_Assignment:_ Each line from the one containing "Consider unset variables to be an error." to the last line of the listing below must be reproduced exactly, and nothing more.

_Data for the task:_
● ● ● ● ●

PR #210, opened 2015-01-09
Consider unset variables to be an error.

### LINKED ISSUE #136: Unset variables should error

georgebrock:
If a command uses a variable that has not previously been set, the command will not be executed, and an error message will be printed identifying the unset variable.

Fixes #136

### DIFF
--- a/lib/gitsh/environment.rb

● ● ● ● ●

_Exercise result:_
Consider unset variables to be an error.

### LINKED ISSUE #136: Unset variables should error

georgebrock:
If a command uses a variable that has not previously been set, the command will not be executed, and an error message will be printed identifying the unset variable.

Fixes #136

### DIFF
--- a/lib/gitsh/environment.rb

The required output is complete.